Action item: Your job is to copy the lines from the material that include "Krimat".

Entries supplied:
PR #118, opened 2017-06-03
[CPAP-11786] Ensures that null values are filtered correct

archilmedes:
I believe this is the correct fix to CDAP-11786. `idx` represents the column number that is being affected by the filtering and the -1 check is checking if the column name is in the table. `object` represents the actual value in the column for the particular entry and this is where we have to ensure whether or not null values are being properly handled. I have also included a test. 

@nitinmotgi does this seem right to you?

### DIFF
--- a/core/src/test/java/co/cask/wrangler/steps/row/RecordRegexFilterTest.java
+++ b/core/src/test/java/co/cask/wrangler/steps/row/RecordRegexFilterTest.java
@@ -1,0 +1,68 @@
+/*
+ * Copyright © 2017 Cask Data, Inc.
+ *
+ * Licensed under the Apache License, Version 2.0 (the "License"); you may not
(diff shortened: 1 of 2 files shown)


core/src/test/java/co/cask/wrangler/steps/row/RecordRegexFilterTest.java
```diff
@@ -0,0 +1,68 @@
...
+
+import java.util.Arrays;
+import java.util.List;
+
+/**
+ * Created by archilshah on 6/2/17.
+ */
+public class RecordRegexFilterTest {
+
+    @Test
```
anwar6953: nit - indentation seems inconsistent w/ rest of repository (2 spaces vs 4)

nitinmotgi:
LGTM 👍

...

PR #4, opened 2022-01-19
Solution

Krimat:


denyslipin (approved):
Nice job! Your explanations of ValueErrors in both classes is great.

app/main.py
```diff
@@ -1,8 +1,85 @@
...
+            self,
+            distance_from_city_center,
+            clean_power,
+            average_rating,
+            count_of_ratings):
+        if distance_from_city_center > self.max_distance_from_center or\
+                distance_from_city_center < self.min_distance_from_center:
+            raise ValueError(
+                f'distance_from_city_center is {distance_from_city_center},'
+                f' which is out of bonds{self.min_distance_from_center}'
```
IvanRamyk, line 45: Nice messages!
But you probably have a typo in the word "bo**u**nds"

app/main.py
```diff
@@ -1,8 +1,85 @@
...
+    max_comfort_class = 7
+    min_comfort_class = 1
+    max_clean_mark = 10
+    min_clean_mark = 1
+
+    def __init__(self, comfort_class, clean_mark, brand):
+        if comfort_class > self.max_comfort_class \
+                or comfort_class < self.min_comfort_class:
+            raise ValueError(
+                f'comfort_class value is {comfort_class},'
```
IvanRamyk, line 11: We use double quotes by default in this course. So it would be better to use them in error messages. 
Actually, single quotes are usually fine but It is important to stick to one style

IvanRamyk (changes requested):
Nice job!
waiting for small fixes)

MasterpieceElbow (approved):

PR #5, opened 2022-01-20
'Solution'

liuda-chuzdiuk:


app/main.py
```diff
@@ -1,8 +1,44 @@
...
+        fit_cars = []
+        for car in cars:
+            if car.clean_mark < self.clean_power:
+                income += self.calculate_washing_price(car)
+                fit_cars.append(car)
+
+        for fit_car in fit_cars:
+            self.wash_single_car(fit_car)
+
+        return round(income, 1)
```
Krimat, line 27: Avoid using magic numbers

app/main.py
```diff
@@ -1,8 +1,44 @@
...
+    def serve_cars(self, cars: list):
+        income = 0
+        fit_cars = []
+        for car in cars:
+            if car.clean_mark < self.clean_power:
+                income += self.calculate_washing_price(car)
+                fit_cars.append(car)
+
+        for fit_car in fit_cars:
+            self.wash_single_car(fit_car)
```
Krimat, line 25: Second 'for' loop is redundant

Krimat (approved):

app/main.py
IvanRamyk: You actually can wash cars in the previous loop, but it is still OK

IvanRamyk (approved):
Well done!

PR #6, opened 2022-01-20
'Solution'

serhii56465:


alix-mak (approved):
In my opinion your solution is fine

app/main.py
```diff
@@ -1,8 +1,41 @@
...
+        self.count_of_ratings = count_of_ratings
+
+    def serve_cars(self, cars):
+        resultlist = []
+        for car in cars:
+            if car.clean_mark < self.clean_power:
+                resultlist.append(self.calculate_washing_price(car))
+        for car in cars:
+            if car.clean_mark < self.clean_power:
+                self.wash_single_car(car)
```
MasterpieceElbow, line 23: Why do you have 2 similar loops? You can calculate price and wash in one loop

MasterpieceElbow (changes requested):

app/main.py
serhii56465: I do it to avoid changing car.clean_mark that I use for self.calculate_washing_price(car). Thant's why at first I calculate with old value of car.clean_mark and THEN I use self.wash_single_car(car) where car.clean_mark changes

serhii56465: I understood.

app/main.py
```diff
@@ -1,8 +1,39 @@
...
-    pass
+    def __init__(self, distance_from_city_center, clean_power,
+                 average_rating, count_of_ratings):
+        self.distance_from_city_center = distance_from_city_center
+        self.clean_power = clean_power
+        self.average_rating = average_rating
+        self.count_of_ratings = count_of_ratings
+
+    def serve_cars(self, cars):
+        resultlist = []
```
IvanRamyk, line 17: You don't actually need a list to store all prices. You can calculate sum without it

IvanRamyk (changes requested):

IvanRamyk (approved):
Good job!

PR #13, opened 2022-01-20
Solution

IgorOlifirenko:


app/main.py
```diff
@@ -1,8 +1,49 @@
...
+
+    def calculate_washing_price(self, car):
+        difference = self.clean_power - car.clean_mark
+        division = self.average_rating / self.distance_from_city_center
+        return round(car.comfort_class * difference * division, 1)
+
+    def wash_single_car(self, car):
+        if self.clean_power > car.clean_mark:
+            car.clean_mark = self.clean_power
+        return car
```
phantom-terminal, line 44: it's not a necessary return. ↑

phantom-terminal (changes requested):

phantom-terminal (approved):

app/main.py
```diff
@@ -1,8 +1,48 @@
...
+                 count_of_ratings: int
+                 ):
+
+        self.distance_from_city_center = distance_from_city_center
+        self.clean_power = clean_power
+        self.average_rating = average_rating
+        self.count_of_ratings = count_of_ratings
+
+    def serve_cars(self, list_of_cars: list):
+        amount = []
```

Task result:
Krimat:
Krimat, line 27: Avoid using magic numbers
Krimat, line 25: Second 'for' loop is redundant
Krimat (approved):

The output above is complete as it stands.